## Activity
Using the entries that follow, give the number of lines containing the string "direct". Write nothing besides that number.

## Dataset content
>>>
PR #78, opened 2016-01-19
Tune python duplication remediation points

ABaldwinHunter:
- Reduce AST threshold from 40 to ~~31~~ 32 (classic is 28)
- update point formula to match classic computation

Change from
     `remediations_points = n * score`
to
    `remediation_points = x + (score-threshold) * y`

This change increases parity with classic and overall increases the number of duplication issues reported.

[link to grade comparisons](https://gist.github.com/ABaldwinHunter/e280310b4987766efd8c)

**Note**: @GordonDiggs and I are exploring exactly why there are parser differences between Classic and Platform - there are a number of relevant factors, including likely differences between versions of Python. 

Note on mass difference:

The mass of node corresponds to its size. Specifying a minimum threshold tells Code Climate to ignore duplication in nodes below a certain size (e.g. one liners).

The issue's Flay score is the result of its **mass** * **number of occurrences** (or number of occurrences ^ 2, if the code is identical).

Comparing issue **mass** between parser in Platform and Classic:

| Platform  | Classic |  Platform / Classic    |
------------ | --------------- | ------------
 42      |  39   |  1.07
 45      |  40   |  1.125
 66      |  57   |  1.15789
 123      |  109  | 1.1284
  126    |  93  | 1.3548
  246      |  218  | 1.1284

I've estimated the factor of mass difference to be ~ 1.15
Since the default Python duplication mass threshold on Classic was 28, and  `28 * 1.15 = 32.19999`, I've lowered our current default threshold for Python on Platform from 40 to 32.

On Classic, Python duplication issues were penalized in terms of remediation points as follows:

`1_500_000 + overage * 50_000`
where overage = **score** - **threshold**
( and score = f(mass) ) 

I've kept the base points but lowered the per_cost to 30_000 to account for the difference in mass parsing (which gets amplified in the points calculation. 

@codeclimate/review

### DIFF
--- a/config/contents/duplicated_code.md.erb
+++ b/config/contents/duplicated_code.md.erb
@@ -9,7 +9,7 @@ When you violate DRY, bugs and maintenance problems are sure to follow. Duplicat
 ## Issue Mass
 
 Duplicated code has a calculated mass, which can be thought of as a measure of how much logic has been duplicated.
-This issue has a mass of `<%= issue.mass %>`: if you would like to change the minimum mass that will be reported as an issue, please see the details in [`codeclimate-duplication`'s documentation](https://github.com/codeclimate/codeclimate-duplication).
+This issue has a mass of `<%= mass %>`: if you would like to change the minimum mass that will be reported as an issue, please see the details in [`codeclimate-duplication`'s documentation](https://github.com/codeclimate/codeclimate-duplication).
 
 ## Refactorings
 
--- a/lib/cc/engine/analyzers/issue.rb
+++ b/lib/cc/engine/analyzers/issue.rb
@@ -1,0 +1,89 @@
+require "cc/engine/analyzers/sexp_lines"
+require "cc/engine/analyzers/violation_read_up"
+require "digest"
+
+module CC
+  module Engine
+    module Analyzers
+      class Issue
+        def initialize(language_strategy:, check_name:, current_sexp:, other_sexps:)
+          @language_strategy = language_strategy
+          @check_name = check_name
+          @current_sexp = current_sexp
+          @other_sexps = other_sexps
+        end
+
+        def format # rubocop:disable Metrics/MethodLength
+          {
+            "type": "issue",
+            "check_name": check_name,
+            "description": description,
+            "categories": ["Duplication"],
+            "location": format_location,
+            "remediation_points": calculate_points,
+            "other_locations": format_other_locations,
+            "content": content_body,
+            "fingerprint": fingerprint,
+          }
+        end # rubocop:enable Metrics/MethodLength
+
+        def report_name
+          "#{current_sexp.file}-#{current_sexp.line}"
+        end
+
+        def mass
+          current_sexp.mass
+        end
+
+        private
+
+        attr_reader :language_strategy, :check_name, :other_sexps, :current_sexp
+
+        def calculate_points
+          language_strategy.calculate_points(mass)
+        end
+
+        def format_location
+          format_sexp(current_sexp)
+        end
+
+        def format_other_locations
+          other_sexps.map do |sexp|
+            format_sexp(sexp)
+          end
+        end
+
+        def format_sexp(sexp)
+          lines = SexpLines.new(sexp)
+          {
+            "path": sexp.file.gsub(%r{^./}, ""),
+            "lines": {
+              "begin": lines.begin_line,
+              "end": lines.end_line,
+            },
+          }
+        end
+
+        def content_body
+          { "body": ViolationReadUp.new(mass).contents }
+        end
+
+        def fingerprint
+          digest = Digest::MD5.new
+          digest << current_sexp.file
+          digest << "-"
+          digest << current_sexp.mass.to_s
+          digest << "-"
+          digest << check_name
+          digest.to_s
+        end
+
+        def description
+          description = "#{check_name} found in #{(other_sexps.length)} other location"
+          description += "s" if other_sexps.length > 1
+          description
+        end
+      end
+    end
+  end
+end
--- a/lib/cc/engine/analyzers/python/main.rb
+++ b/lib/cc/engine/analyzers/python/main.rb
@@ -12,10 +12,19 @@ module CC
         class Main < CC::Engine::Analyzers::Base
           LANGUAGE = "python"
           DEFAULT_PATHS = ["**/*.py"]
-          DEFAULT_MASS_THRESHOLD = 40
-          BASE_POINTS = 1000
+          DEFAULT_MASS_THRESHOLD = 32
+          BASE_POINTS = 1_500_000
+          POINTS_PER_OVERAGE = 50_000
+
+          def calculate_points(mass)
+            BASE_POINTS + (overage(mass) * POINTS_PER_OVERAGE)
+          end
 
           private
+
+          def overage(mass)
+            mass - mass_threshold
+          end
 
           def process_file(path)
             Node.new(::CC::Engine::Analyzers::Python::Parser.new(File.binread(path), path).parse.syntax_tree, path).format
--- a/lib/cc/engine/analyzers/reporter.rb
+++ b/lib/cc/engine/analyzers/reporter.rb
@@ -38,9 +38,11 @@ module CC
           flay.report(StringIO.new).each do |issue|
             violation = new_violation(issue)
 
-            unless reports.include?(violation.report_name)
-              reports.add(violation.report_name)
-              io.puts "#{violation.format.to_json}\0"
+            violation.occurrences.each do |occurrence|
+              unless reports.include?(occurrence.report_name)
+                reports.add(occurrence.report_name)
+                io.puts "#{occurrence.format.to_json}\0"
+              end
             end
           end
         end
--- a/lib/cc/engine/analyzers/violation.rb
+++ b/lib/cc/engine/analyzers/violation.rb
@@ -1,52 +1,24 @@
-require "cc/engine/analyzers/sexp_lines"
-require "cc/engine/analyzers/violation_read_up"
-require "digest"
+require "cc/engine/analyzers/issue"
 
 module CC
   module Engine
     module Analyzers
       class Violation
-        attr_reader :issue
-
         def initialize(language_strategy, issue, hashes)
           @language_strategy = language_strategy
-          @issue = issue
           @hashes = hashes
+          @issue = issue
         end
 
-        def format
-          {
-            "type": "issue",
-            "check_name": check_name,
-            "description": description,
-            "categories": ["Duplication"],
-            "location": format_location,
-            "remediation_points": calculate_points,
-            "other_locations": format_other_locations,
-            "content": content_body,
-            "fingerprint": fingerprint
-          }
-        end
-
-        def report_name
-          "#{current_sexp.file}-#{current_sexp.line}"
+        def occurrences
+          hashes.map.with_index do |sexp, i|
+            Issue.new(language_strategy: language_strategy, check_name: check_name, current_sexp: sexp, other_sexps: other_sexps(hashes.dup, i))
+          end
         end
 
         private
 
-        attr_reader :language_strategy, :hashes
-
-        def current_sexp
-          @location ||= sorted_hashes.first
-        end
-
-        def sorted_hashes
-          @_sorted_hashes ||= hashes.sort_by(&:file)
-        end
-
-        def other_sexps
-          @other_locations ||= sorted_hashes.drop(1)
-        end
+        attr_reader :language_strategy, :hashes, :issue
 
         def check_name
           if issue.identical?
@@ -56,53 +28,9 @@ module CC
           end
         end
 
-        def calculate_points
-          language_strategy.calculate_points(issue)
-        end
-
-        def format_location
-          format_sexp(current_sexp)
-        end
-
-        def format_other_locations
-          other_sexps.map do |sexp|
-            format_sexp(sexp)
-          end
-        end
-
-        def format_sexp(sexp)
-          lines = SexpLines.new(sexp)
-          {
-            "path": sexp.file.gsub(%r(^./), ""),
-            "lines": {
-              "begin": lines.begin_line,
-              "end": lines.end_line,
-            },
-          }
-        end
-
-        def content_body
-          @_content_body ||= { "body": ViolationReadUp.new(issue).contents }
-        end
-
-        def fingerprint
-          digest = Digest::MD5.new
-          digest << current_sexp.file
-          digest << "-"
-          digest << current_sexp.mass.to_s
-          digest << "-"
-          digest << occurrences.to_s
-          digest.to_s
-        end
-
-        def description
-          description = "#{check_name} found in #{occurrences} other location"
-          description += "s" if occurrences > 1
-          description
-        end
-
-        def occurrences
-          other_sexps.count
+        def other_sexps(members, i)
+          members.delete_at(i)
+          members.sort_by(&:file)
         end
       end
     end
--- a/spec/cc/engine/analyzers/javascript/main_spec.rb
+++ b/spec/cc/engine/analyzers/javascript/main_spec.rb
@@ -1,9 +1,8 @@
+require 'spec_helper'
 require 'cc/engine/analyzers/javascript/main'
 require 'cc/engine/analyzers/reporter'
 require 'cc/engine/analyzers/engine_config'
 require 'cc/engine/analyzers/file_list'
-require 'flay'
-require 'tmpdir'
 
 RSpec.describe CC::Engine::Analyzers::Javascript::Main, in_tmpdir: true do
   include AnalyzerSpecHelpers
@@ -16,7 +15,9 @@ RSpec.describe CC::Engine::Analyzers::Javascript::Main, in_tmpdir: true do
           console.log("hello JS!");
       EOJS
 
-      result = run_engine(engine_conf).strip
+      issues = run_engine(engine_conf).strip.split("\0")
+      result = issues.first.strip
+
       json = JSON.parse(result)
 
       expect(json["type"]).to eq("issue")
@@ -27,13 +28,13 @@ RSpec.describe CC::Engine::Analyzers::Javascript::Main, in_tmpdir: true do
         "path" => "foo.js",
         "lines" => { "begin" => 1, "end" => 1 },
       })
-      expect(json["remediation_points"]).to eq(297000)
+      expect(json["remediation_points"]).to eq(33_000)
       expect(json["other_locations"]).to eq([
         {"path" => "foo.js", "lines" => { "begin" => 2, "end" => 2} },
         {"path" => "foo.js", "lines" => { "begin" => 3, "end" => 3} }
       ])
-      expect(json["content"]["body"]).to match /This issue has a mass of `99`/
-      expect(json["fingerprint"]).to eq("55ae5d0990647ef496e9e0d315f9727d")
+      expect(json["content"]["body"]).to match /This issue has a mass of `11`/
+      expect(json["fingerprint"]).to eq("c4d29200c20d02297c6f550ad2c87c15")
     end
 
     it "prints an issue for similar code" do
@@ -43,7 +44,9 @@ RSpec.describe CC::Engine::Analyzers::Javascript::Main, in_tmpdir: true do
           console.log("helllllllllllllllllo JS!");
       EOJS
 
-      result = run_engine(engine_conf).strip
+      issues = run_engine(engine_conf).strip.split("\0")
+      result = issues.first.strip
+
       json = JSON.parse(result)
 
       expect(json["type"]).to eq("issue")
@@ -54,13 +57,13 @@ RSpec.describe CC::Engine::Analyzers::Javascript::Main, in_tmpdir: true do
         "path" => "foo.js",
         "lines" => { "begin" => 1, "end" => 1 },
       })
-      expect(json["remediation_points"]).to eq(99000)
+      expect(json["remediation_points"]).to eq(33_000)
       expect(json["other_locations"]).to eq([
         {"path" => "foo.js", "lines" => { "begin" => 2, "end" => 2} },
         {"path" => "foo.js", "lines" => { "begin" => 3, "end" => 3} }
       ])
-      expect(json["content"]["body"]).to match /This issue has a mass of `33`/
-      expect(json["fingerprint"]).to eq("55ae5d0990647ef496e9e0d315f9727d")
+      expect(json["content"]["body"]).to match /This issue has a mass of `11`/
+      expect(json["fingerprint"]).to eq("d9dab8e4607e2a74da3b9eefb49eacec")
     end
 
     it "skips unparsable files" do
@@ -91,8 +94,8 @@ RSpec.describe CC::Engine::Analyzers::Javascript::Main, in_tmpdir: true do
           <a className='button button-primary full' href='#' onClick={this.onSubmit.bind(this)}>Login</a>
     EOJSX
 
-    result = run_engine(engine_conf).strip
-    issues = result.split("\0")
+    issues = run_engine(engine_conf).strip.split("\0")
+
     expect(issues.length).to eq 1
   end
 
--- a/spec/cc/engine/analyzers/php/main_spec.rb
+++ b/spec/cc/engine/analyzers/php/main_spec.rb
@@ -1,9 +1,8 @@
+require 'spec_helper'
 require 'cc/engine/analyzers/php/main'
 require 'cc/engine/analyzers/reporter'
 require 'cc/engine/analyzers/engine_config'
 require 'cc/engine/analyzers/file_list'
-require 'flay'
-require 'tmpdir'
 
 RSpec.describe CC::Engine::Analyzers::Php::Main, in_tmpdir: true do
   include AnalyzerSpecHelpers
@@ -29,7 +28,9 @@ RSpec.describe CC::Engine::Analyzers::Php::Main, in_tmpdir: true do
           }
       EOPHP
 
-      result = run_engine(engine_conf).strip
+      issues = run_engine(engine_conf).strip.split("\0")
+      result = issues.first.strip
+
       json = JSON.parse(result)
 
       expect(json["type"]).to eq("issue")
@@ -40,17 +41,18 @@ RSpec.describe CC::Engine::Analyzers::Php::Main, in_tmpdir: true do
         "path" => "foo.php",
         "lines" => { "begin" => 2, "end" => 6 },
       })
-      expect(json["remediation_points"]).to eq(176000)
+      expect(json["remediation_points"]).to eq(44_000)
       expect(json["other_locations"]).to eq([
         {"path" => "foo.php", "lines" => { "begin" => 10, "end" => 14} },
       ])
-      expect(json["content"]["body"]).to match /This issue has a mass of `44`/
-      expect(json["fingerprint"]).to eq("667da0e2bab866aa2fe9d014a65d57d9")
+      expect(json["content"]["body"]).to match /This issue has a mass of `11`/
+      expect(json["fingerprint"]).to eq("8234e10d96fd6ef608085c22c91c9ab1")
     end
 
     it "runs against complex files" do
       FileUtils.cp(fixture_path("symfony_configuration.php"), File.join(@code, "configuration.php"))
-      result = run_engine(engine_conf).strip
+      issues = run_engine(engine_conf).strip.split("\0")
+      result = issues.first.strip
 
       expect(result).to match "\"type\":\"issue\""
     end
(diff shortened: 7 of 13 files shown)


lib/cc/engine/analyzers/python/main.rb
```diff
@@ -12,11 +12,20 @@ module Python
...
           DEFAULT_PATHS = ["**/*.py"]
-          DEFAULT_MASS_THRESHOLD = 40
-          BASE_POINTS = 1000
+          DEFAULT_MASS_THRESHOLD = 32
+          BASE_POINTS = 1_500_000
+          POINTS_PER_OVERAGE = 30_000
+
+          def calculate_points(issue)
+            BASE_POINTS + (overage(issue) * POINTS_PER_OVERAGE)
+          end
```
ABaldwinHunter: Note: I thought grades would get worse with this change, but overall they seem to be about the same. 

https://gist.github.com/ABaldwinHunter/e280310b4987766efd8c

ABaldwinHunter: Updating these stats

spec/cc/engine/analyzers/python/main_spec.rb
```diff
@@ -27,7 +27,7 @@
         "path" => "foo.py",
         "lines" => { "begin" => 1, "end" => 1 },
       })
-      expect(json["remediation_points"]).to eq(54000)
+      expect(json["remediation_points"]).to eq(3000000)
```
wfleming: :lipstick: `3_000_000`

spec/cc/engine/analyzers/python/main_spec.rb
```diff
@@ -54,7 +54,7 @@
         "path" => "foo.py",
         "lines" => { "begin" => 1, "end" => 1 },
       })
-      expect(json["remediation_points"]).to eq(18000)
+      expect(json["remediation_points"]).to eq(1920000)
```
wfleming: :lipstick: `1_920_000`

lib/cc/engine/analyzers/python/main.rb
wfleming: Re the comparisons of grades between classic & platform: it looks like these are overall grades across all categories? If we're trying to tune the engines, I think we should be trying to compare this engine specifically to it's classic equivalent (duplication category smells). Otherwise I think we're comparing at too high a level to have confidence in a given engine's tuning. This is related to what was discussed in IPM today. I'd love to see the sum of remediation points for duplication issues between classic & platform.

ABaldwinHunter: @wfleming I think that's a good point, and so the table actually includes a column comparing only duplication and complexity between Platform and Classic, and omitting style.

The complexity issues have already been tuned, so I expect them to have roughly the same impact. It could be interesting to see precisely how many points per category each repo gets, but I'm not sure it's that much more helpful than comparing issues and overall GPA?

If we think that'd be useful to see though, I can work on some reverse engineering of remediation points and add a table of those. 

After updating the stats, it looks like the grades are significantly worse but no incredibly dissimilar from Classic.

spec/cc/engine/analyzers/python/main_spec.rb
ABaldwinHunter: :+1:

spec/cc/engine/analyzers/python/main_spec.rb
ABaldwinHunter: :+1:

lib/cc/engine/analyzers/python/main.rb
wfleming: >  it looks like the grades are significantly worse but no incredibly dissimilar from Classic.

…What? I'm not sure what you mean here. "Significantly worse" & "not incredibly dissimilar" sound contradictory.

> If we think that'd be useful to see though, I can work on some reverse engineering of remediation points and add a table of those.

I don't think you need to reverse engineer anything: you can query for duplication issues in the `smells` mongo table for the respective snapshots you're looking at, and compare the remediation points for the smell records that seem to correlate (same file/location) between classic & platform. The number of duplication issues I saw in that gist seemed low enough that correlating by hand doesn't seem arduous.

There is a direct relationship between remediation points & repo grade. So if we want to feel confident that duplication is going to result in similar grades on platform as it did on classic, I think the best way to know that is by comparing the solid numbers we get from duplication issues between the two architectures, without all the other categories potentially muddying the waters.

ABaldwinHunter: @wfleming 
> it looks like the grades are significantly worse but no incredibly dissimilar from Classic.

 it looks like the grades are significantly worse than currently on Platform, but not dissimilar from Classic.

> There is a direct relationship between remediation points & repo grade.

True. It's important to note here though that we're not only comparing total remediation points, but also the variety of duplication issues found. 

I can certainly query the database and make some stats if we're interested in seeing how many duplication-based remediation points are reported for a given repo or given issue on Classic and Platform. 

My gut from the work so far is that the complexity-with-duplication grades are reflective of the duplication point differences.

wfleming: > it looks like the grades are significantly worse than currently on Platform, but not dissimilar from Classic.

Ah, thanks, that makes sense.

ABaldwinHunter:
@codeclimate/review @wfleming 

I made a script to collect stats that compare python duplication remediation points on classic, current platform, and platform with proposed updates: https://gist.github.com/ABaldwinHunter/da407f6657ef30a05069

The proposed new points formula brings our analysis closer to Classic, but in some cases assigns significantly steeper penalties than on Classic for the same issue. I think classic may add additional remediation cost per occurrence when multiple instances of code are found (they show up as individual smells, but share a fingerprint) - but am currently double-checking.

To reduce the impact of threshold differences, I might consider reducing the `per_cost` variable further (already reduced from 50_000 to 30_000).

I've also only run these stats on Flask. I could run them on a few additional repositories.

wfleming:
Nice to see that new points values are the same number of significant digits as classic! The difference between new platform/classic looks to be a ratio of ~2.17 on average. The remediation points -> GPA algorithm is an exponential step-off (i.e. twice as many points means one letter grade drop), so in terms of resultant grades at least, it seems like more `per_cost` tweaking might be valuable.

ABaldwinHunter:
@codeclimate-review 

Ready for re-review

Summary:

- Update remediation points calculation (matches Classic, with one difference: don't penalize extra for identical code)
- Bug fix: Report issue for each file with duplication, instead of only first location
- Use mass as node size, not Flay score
<<<
## Exercise solution
2